Negative equity and a remortgage

If you’re coming to the end of a special fixed or variable-rate deal or you are on your lender’s Standard Variable Rate (SVR) then you may be looking to remortgage to get a better rate.

However, if you are in negative equity then it’s highly unlikely that a new lender will accept you.

Your best option in this instance is to talk to your current lender to see if they have a rate that they can offer. They may have a range of products that are available to existing borrowers, but these may not be available if you owe more than your home is worth.

Negative equity and selling your home

If you are in negative equity and you want to sell your home, then there may be options available. Always remember that if you owe more than your home is worth that you will need your lender’s permission to sell.

If you’re selling and you want to buy another home, then your options will depend on how flexible your mortgage lender is about transferring your mortgage to a new property. Some mortgage lenders offer specialist products for people with negative equity to move home.

You may have to prove that you have a new job in a different part of the country, and you may still need to put down a deposit on the new property.

Depending on the difference in value between your home and outstanding mortgage, you could consider borrowing the money you need to clear the shortfall on your mortgage so you’re not in a negative equity position when you sell.

Do you have family or friends who could help you out? If not, you could consider taking out an unsecured loan although you need to be sure that you can afford the repayments. Bear in mind also that if you have a loan the repayments will be taken into account when a lender decides how much they will lend you for a new mortgage.

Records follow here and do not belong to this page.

PR #577, opened 2020-04-24
[kernel] Dynamically allocate TTY input/output queues

ghaerr:
Allocate TTY input and output character queues dynamically [EDIT: allocated on open].
That allows different-sized queues based on hardware/tty device.

Console TTY and PTY input queues reduced from 512 to 128 bytes. All output queues 64 bytes.

Serial TTY input queue increased from 512 to 1200 bytes (= SLIP MTU + 136 for `ktcp`). This should stop the data loss on SLIP packets, and improve data-loss problems reported in #515.

Add `sercat` test program to help @Mellvik's throughput and data-loss testing in #515.
Usage: `sercat [-v] [serial device] [ > file]`. On serial login port, use `sercat > file`. From console, use `sercat -v /dev/ttyS0 > file`, then send file across serial line. ^D to quit.

After testing with `sercat`, I've realized that the VMIN/VTIME termios settings are not working properly. Subsequent PR will provide a fix, which will improve overall serial performance for high-speed serial input data. The current implementation requires VMIN=1 and will not wait with timeout for a larger packet size (e.g. =1024) to be received before returning.

### DIFF
--- a/elks/arch/i86/drivers/char/dircon.c
+++ b/elks/arch/i86/drivers/char/dircon.c
@@ -559,12 +559,14 @@ static int Console_write(register struct tty *tty)
 
 static void Console_release(struct tty *tty)
 {
-/* Do nothing */
+    tty_freeq(tty);
 }
 
 static int Console_open(register struct tty *tty)
 {
-    return (tty->minor >= NumConsoles) ? -ENODEV : 0;
+    if (tty->minor >= NumConsoles)
+	return -ENODEV;
+    return tty_allocq(tty, INQ_SIZE, OUTQ_SIZE);
 }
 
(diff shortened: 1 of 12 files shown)


ghaerr:
Pushed fix for proper VMIN/VTIME operation.

`sercat` sets VMIN to 255, and VTIME to 1, which should allow up to 255 characters to be read from the serial line at a time (until a 0.1 second timeout). This change combined with a 1200 byte input queue should allow for much greater system throughput from UART to disk.

A clarification on TTY queue allocation, queues are allocated on device open, and deallocated on close. So, for most operations, even thought the serial input queue size has increased, overall kernel memory usage is lowered.

PR #579, opened 2020-04-25
Last past of sash cmd history implemented.

Mellvik:
Added history search (`!ls` etc.), recall last arg from previous command (`!$`) and support for history commands anywhere on the command line.

### DIFF
--- a/elkscmd/sash/cmd_history.c
+++ b/elkscmd/sash/cmd_history.c
@@ -88,7 +88,7 @@ cmd_search(char * pat) {
 	int idx, i;
 	char *found;
 
-	printf("search %s, cht %d\n", pat, histcnt);
+	//printf("search %s, cht %d\n", pat, histcnt);
 	for (i = 0; i < histcnt; i++) {
 		idx = map_ind(-i);
 		if ((found = strstr(histbuf[idx], pat)))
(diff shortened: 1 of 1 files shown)


ghaerr:
I'll have to give this a test, thanks.

No big deal, but functions (cmd_search, fixbuf, etc) in "library" code that are linked to other applications (like sash, in this case), should probably be declared static so that its obvious they aren't called outside the implementation, and won't possibly interfere when reused elsewhere.

Mellvik:
OK, makes sense. I'll fix that along with a fix for a (new) bug I just found in the command edit function (^old^new).

I also want to take a look at the SIGINT problem we discussed before.

--Mellvik

ghaerr:
> I also want to take a look at the SIGINT problem we discussed before.

Are you talking about trying to get the sash prompt displaying properly after an interrupt in all cases? I looked into that and I don't think an easy fix is possible, without using `setjmp`, which is a lot of trouble. I'm interested if you find a simpler solution.

ghaerr:
@Mellvik, I just noticed that the compilation of your cmd_history file is spitting out a number of warnings, all of which should be looked into. This should be standard procedure when compiling new code. This can be made easier amidst the mess of elkscmd/ warnings by compiling within elkscmd/sash initially, rather than with a full make.

PR #580, opened 2020-04-25
LZSS compression lib & tools 

marcin-laszewski:
Tiny code: encoding - 2.2kB,  decoding - 1.7kB.

User-space tools ('lzss' in menuconfig)
.................................................
lzss-c < /bin/ls | lzss-d > /tmp/ls
sum /bin/ls /tmp/ls
ls -l /bin/ls /tmp/ls
.................................................

Kernel: menuconfig -> Kernel & Hardware -> Kernel settings -> Compressed executables
IT DOES NOT WORK. I don't know why.... Help me, please.


marcin-laszewski:
It is not for merge of course.
(ok, not yet).

ghaerr:
> IT DOES NOT WORK. I don't know why.... Help me, please.

I have reviewed your code, and offer the following advice:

If you are selling your property and you don’t intend to buy another home then, again, you will need to speak to your lender. Depending on the amount of negative equity, your lender may come to an arrangement with you. Remember that even if you sell the property you will still be liable for the part of the mortgage balance that isn’t repaid by the sale.

Selling your home in the knowledge that you will not get enough cash to repay your home loan will break the terms of your mortgage can be expensive. Debt charities such as Citizens Advice or StepChange can give you further advice.